As he had promised, the artisan Xibalba had his finished crystals waiting for me when we got back to Chiapan—in all, a hundred twenty and seven of them, of varied sizes—and, thanks to my sale of the slaves, I was able to pay him in pure gold-dust currency, as I had promised. While he carefully wrapped each crystal separately in cotton, then bundled them all together in cloth to make a tidy package, I said to him, by way of the interpreter:

"Master Xibalba, these crystals make a looked-at object look bigger. Have you ever contrived a kind of crystal that would make objects appear smaller?"

"Oh, yes," he said, smiling. "Even my greatest-grandfather probably tried his hand at fashioning other things than burning crystals. We all have. I do myself, just for amusement."

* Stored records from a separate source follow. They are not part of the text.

PR #289, opened 2022-04-13
deps: Remove github.com/andybalholm/crlf

bflad:
Replaced via trivial `strings` handling as the strings are not large.

### DIFF
--- a/go.mod
+++ b/go.mod
@@ -3,7 +3,6 @@ module github.com/hashicorp/terraform-exec
 go 1.17
 
 require (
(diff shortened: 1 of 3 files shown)


radeksimko (approved):
I'm confused as to why the [upstream implementation](https://github.com/andybalholm/crlf/blob/master/transform.go) looks so complicated/verbose. I can only guess it's for performance? Either way - we only use it in tests anyway - so as long as Windows tests pass this LGTM :shipit:

PR #291, opened 2022-04-13
tfexec: Add (Terraform).SetLog() method

### LINKED ISSUE #290: Support Configurable TF_LOG environment variable >= Terraform CLI 0.15
## Description

Post Terraform CLI 0.15, setting log levels outside TRACE is now considered reliable. Currently, terraform-exec hardcodes the equivalent of `TF_LOG=TRACE` when using [`(tfexec.Terraform).SetLogPath()`](https://pkg.go.dev/github.com/hashicorp/terraform-exec@v0.16.0/tfexec#Terraform.SetLogPath):

https://github.com/hashicorp/terraform-exec/blob/1bbcd0b684b56bc77004691687cbeeae25c67555/tfexec/cmd.go#L145-L154

Consumers, such as the terraform-plugin-sdk/v2 acceptance testing framework should be able to pass along a provider developer's desire for DEBUG or higher logs only from Terraform CLI.

## Proposal

- Add `tfexec.Terraform` type `log string` field.
- Add `(tfexec.Terraform).SetLog(string) error` method, which sets the `log` field if Terraform CLI >= 0.15.
- Update `(tfexec.Terraform).SetLogPath(string)` to set the `log` field to `TRACE`, unless it is already set (this will ensure `SetLog()` or `SetLogPath()` can be called in any order and preserve the previous behavior)
- Update `(tfexec.Terraform).buildEnv()` logic to call `env[logEnvVar] = tf.log` instead of `env[logEnvVar] = "TRACE"`

## References

- Related: https://github.com/hashicorp/terraform-exec/issues/101

bflad:
Closes #290

### DIFF
--- a/tfexec/cmd.go
+++ b/tfexec/cmd.go
@@ -149,8 +149,7 @@ func (tf *Terraform) buildEnv(mergeEnv map[string]string) []string {
 		env[logPathEnvVar] = ""
 	} else {
 		env[logPathEnvVar] = tf.logPath
-		// Log levels other than TRACE are currently unreliable, the CLI recommends using TRACE only.
-		env[logEnvVar] = "TRACE"
+		env[logEnvVar] = tf.log
 	}
 
 	// constant automation override env vars
--- a/tfexec/terraform.go
+++ b/tfexec/terraform.go
@@ -48,9 +48,14 @@ type Terraform struct {
 	skipProviderVerify bool
 	env                map[string]string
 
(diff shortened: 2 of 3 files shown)


bflad:
Rebased and pushed up environment variable testing for both `SetLog` and `SetLogPath`. Please let me know if you'd like anything else. 👍

radeksimko (approved):
LGTM, thanks!

PR #292, opened 2022-04-15
apply: allow use of -destroy flag for compatible terraform versions

rstandt:
Implement the ApplyOption interface for the DestroyFlagOption
struct which enables the user to run `terraform apply -destroy`
as they would using the terraform binary directly by calling
`func (tf *Terraform) Apply`.

### DIFF
--- a/tfexec/internal/e2etest/apply_test.go
+++ b/tfexec/internal/e2etest/apply_test.go
@@ -15,6 +15,10 @@ import (
 	"github.com/hashicorp/terraform-exec/tfexec/internal/testutil"
 )
 
+var (
+	applyDestroyMinVersion = version.Must(version.NewVersion("0.15.2"))
+)
+
 func TestApply(t *testing.T) {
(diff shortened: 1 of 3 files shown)


rstandt:
Resolves https://github.com/hashicorp/terraform-exec/issues/293

tfexec/internal/e2etest/apply_test.go
```diff
@@ -9,6 +9,10 @@ import (
 	"github.com/hashicorp/terraform-exec/tfexec"
 )
 
+var (
+	validateMinApplyDestroyVersion = version.Must(version.NewVersion("0.15.2"))
```
kmoe, line 13:
```suggestion
	applyDestroyMinVersion = version.Must(version.NewVersion("0.15.2"))
```

kmoe (approved):
Fab, thank you. Just one change so the min version var matches our naming convention.

tfexec/internal/e2etest/apply_test.go
pwhitehead00: would be great to merge this, i can fork the author's branch if that's helpful

PR #301, opened 2022-05-09
Canceling Terraform Command

lornasong:
This PR:
- Fixes an issue where canceling context was not killing the Terraform command as expected
- Adds a workaround for a secondary Golang issue where canceling a command when Stdout and Stderr are set can cause hanging.
    - Note: I was a little surprised that that the hanging issue doesn't impact all versions of TF i.e. some versions of TF pass but others fail

Commits (see message for more details, sample logs, and progression of working through issue)
1. Add timeout `TestContext_sleepTimeoutExpired` to check if the Terraform Apply is killed within a reasonable timeframe of the cancel (test fails because terraform apply is not killed)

I told him how limited was my vision, and added, "A Maya doctor told me that my eyes behave as if I am always looking through one of the enlarging quartzes. I wondered, if I could find such a thing as a reducing crystal, and if I looked through it..."

He regarded me with interest, and rubbed his chin, and said, "Hm," and went through the back of his workshop to his house. He returned with a wooden tray of shallow compartments, each holding a crystal. They were of all different shapes; some were even miniature pyramids.

"I keep these only for curiosities," said the artisan. "They are of no practical use, but some have amusing properties. This one, for instance." He lifted out a short bar of three flat sides. "It is not quartz, but a transparent kind of limestone. And I do not grind this stone; it cleaves naturally in flat planes. Hold it yonder, in the sun, and see the light it throws on your hand."

I did, half expecting to flinch from a burn. Instead I exclaimed, "The mist of water jewels!" The sunlight passing through the crystal to my hand was transformed; it was a colored band, ranging from dark red at one extreme, through yellow and green and blue, to the deepest purple; it was a tiny simulacrum of the colored bow one sees in the sky after a rain. "But you are not looking for playthings," said the man. "Here." And he gave me a crystal of which both surfaces were concave; that is to say, it was like two dishes with their bottoms cemented together.